By selecting Mr. Huntsman, who is lionized in much of the state and won re-election in November with 78 percent of the vote, Mr. Obama has linked his name to Mr. Huntsman’s golden glow, further spicing a stew that might blur party lines and loyalties in the special election for governor.
“Obama will be an important figure for Western Democrats,” said State Senator Patricia W. Jones, a Democrat and the minority leader. “The fact that he picked our Republican governor — not only was it the perfect choice, it says a lot about the president.”

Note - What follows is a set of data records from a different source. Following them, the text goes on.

PR #1966, opened 2017-10-07
chore(internals): Upgrade enzyme to v3

### LINKED ISSUE #1950: Update to React v16
## Description

React 16 is officially released:

https://facebook.github.io/react/blog/2017/09/26/react-v16.0.html

It would be amazing if Boilerplate could use it by default.

timburgess:
Upgrade to Enzyme 3

This resolves what I believe to be the major blocker for React 16
- [x] Upgrades enzyme to 3.1.0 and the required enzyme adapter (React 15 for now)
- [x] Adapter setup for tests
- [x] Resolves some syntax issues for some tests
- [x] Deal with different `find` behaviour for new static renderer

Resolves #1950

### DIFF
--- a/package.json
+++ b/package.json
@@ -209,6 +209,7 @@
       ".*\\.(jpg|jpeg|png|gif|eot|otf|webp|svg|ttf|woff|woff2|mp4|webm|wav|mp3|m4a|aac|oga)$": "<rootDir>/internals/mocks/image.js"
     },
     "setupTestFrameworkScriptFile": "<rootDir>/internals/testing/test-bundler.js",
+    "setupFiles": ["<rootDir>/internals/testing/enzyme-setup.js"],
     "testRegex": "tests/.*\\.test\\.js$"
   },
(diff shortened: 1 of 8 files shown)


blling:
Could you update `enzyme` to the lastest version and use `enzyme-adapter-react-16` instead of `enzyme-adapter-react-15`  ?

package.json
```diff
@@ -264,7 +265,8 @@
     "circular-dependency-plugin": "3.0.0",
     "coveralls": "2.13.1",
     "css-loader": "0.28.4",
-    "enzyme": "2.8.2",
+    "enzyme": "3.1.0",
+    "enzyme-adapter-react-15": "1.0.1",
```
blling: Should use `enzyme-adapter-react-16` instead of `enzyme-adapter-react-15`

blling: En, I am sorry, Maybe should do this in a follow up PR.

PR #1976, opened 2017-10-10
fix: quotes in referrer policy

JonathanStoye:
Use the right quotes for the referrer policy.

Sorry for this very weird fault.


justingreenberg:
@JonathanStoye @jay-bricksoft thank you!

PR #1977, opened 2017-10-10
fix(docs): Update `route` prop description for Button component

theploki:
*In: app/components/Button/index.js*

Prop **route** was changed to **handleRoute** in Jan 19, 2016, but the commented instructions were not updated.


justingreenberg:
@theploki thank you!

Issue #415, opened 2024-01-12
Pin Screen taking time to confirm Push Notification registration


alexruzenhack:
The Pin Screen takes some time to resume:

https://github.com/HathorNetwork/hathor-wallet-mobile/assets/5992210/dba2bb19-4de9-414c-8f57-b3ee24634d2e

We need to debug this issue either to improve performance or to make it open the loading screen while processing.

Related to https://github.com/HathorNetwork/hathor-wallet-mobile/issues/404

tuliomir:
This behavior similar to one found on android on:
- #369 

Probably refactoring the `PinScreen` to a functional component would help rewrite the exhibition logic, but could have impact on the navigation of other screens.

PR #423, opened 2024-02-01
fix: push notification registration latency on PinScreen

alexruzenhack:
### Acceptance Criteria
- fix: PinScreen dismiss response
- fix: exits script after dispatch failure effect
- fix: replace BLOCKED to DENIED enum value
- fix: push notification authorization logic

PinScreen response latency now in miliseconds:

https://github.com/HathorNetwork/hathor-wallet-mobile/assets/5992210/97403ac8-0cf8-4cf3-b24a-d688483d5858

Closes: https://github.com/HathorNetwork/hathor-wallet-mobile/issues/415

---

# Performance Profiling

We have 2 major offenders:
- `generateAccessDataFromSeed` consuming ~4s
- `generateCreateWalletAuthData` consuming ~14s

Under `generateCreateWalletAuthData` we have other 3 offenders:
- `getXPrivKeyFromSeed` using ~4s
- `getXPubKeyFromSeed` using ~4s
- `getAuthXPubKeyFromSeed` using ~4s

Both `getXPubKeyFromSeed` and `getAuthXPubKeyFromSeed` calls `getXPrivKeyFromSeed` under the hood, which took almost all execution time. Therefore the real offender for this group is `getXPrivKeyFromSeed`.

image

## Wallet `start`

Both methods `generateAccessDataFromSeed` and `generateCreateWalletAuthData` are called from wallet `start`. We start an instance of `HathorWalletServiceWallet` when a user is operating a fullnode's wallet facade.

There are 4 options to try to solve or reduce the effect of this latency, either:

1. We implement a common wallet API to mount an authentication payload that can be used to call wallet-service API without the need to instantiate `HathorWalletServiceWallet`.
1. We store the `HathorWalletServiceWallet` instance once it is started for the first time, which can decrease the latency for subsequent interactions with push notification operations.
1. We remove support of push notification for users operating a fullnode's wallet facade and make it a feature strict to wallet-service users; which would allow us to remove this logic to instantiate a `HathorWalletServiceWallet`.
1. We implement a lightweight wallet just for the purpose to call wallet-service APIs.

We can discuss other possibilities, these ones were the ones I identified quickly without thinking too much.

>[!NOTE]
> PM me to get the profiler.

---

### Security Checklist

### DIFF
--- a/src/sagas/pushNotification.js
+++ b/src/sagas/pushNotification.js
@@ -378,6 +378,7 @@ export function* loadWallet() {
       });
     } catch (error) {
       yield put(pushLoadWalletFailed({ error }));
+      return;
     }
   } else {
     walletService = yield select((state) => state.wallet);
--- a/src/sagas/pushNotification.js
+++ b/src/sagas/pushNotification.js
@@ -362,7 +362,7 @@ export function* loadWallet() {
 
     // Delay 300ms to resume script execution in the next loop.
     // This solution liberates the PinScreen to dismiss.
-    yield race([delay(300)]);
+    yield delay(300);
 
     const seed = yield STORE.getWalletWords(pin);
     walletService = new HathorWalletServiceWallet({
--- a/src/sagas/pushNotification.js
+++ b/src/sagas/pushNotification.js
@@ -15,6 +15,7 @@ import {
   take,
   takeLatest,
   debounce,
+  delay,
 } from 'redux-saga/effects';
 import messaging from '@react-native-firebase/messaging';
 import notifee from '@notifee/react-native';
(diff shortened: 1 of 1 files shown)


andreabadesso (approved):

src/sagas/pushNotification.js
```diff
@@ -358,6 +359,11 @@ export function* loadWallet() {
     const network = new Network(networkSettings.network);
 
     const pin = yield call(showPinScreenForResult, dispatch);
+
+    // Delay 300ms to resume script execution in the next loop.
+    // This solution liberates the PinScreen to dismiss.
+    yield delay(300);
```
pedroferreira1, line 365: Does it work if you use `delay(0)`?

pedroferreira1 (approved):

src/sagas/pushNotification.js
alexruzenhack: Good point. I will test.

Mr. Herbert said in an interview at the Capitol that he mostly intended to stay the course Mr. Huntsman set, especially on fiscal and economic affairs. But where they differ on social and environmental issues — Mr. Huntsman, for example, supported initiatives to fight climate change, while Mr. Herbert said he thought the science was still out on how much global warming is caused by human activity — Mr. Herbert said he will speak to and for Utahans in a way that Mr. Huntsman, whose presidential ambitions are well known, did not.

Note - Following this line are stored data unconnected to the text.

Issue #411, opened 2024-01-12
Reset ignore wallet service flag at some point


andreabadesso:
We should define the policy for reseting the flag

We should also display an error to the user to inform him that the wallet-service load failed and we will fall back to the fullnode

Related to #404

andreabadesso:
Fixed in https://github.com/HathorNetwork/hathor-wallet-mobile/pull/426

PR #426, opened 2024-02-05
refactor: reset wallet service ignore flag

andreabadesso:
Solves https://github.com/HathorNetwork/hathor-wallet-mobile/issues/411

### Acceptance Criteria
- We should refactor the `LoadHistoryScreen` to be a function
- We should display our standard retry screen when the wallet-service fails
- If the error thrown from `wallet.start()` is not a request error, we should display the modal to send the error to our sentry
- We should have a mechanism to expire the ignore wallet service flag
- We should fix an issue preventing errors from being sent to Sentry

### Security Checklist

### DIFF
--- a/src/sagas/wallet.js
+++ b/src/sagas/wallet.js
@@ -201,7 +201,6 @@ export function* startWallet(action) {
   yield put(setUniqueDeviceId(uniqueDeviceId));
 
   try {
-    throw new Error('a new test error has appeared');
     yield call(wallet.start.bind(wallet), {
       pinCode: pin,
       password: pin,
@@ -216,7 +215,6 @@ export function* startWallet(action) {
     }
 
     if (useWalletService) {
-
       // Wallet Service start wallet will fail if the status returned from
       // the service is 'error' or if the start wallet request failed.
       //
--- a/src/sagas/wallet.js
+++ b/src/sagas/wallet.js
@@ -61,6 +61,7 @@ import {
   setAvailablePushNotification,
   resetWalletSuccess,
   setTokens,
+  setShowWalletServiceLoadFailedModal,
 } from '../actions';
 import { fetchTokenData } from './tokens';
 import {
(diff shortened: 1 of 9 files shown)


src/sagas/wallet.js
```diff
@@ -194,11 +206,18 @@ export function* startWallet(action) {
     });
   } catch (e) {
     if (useWalletService) {
+      yield put(setShowWalletServiceLoadFailedModal(true));
+      yield take(types.WALLETSERVICE_RENDER_FAILED_ACK);
```
alexruzenhack, line 210: But if a user dismiss the modal without tapping on "ok" button? Should we consider it an acknowledge? Maybe the user wants to keep trying to use the wallet-service...

alexruzenhack (approved):

alexruzenhack (approved):

src/screens/LoadHistoryScreen.js
```diff
@@ -21,66 +21,58 @@ import Spinner from '../components/Spinner';
...
+        fontSize: 18, lineHeight: 22, width: 200, textAlign: 'center'
+      }}
+      >
+        There&apos;s been an error connecting to the server
+      </Text>
+      <SimpleButton
+        containerStyle={{ marginTop: 12 }}
+        textStyle={{ fontSize: 18 }}
+        onPress={() => dispatch(onWalletReload())}
+        title='Try again'
```
pedroferreira1, line 51: Missing translation tag

src/sagas/wallet.js
```diff
@@ -97,12 +100,22 @@ export function* isPushNotificationEnabled() {
  * @returns {Generator<unknown, boolean>}
  */
 export function* isWalletServiceEnabled() {
+  // Users might have had issues with the wallet-service in the past, we can detect
```
pedroferreira1, line 103: If the `IGNORE_WS_TOGGLE_FLAG` changed, how can we detect old flags with this code?

src/sagas/wallet.js
```diff
@@ -193,20 +206,28 @@ export function* startWallet(action) {
       password: pin,
     });
   } catch (e) {
+    // WalletRequestError can either be an network error making the request
```
pedroferreira1, line 209:
```suggestion
    // WalletRequestError can either be a network error making the request
```

andreabadesso: Fixed, thanks

src/screens/LoadHistoryScreen.js
andreabadesso: Fixed, thanks

src/sagas/wallet.js
andreabadesso: You are right, I shouldn't change the flag, fixed in 2e37c2cccc323d9b6239d835e723d80fa26dd040

pedroferreira1 (approved):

“Governor Huntsman has been talking to a national stage,” said Mr. Herbert, a 62-year-old real estate developer. “I’m talking to a State of Utah stage, and that’s a different audience.”
Mr. Huntsman declined an interview request because of the pending Senate confirmation hearings.

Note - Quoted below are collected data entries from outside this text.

PR #441, opened 2024-03-12
feat: add nano contract feature toggle

alexruzenhack:
### Acceptance Criteria
- Should add Nano Contract feature toggle

### Security Checklist

### DIFF
--- a/src/reducers/reducer.js
+++ b/src/reducers/reducer.js
@@ -232,7 +232,7 @@ const initialState = {
   networkSettingsStatus: NETWORKSETTINGS_STATUS.READY,
   nanoContract: {
     /**
-     * @property {boolean} 
+     * @property {boolean}
      * @description Reflects Nano Contract's unleash feature toggle value.
      */
     available: false,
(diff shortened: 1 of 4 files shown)


src/reducers/reducer.js
```diff
@@ -230,6 +230,13 @@ const initialState = {
   networkSettings: PRE_SETTINGS_MAINNET,
   networkSettingsInvalid: {},
   networkSettingsStatus: NETWORKSETTINGS_STATUS.READY,
+  nanoContract: {
+    /**
+     * @property {boolean}
+     * @description Reflects Nano Contract's unleash feature toggle value.
+     */
+    available: false,
```
pedroferreira1, line 238: We already have a redux state `featureToggles` with all the feature flags updated. Is this the same value? If it is, I prefer keeping only one place with feature flags updated, so we don't get confused when accessing and updating them.

alexruzenhack: Sure!

andreabadesso (approved):

pedroferreira1 (approved):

Geography may also partly dictate whether Utah swerves right or follows Mr. Huntsman’s playbook toward the center. Salt Lake County has elected increasing numbers of Democrats to local and state legislative offices. And it went for Mr. Obama in November. But that was more than countered by Utah County, the second-biggest county by population, where Mr. McCain got more than 75 percent of the vote. Utah County, with Provo as its largest city, is Mr. Herbert’s home base, and he served on the county commission for 14 years.
Utahans have elected Democratic governors in the past, most recently Scott M. Matheson, who served from 1977 to 1985. And the Matheson name is another potential wrinkle standing in the way of what Republicans hope will be a restoration of traditional party spirit after Mr. Huntsman.
Representative Jim Matheson, a Democrat, is the son of the former governor and a possible challenger to Mr. Herbert. He is popular among Republicans in much the same way Mr. Huntsman was among Democrats in his first election as governor in 2004 and again last fall.
Mr. Matheson represents Utah’s Second Congressional District, which comprises the eastern half of Salt Lake County, the northern tip of Utah County and 14 eastern and southern Utah counties. In each of his last four elections, he got more Republican votes each time — peaking last fall at 30 percent among people who described themselves as “strong Republicans” and at about 65 percent among “weak Republicans,” according to a study at the Center for the Study of Elections and Democracy at Brigham Young. (Mr. McCain got 62 percent of the vote in Utah.)
“It’s not the doom of the Republican Party in Utah, but it does suggest some warning signs,” said Quin Monson, an assistant professor of political science at Brigham Young, who conducted the study.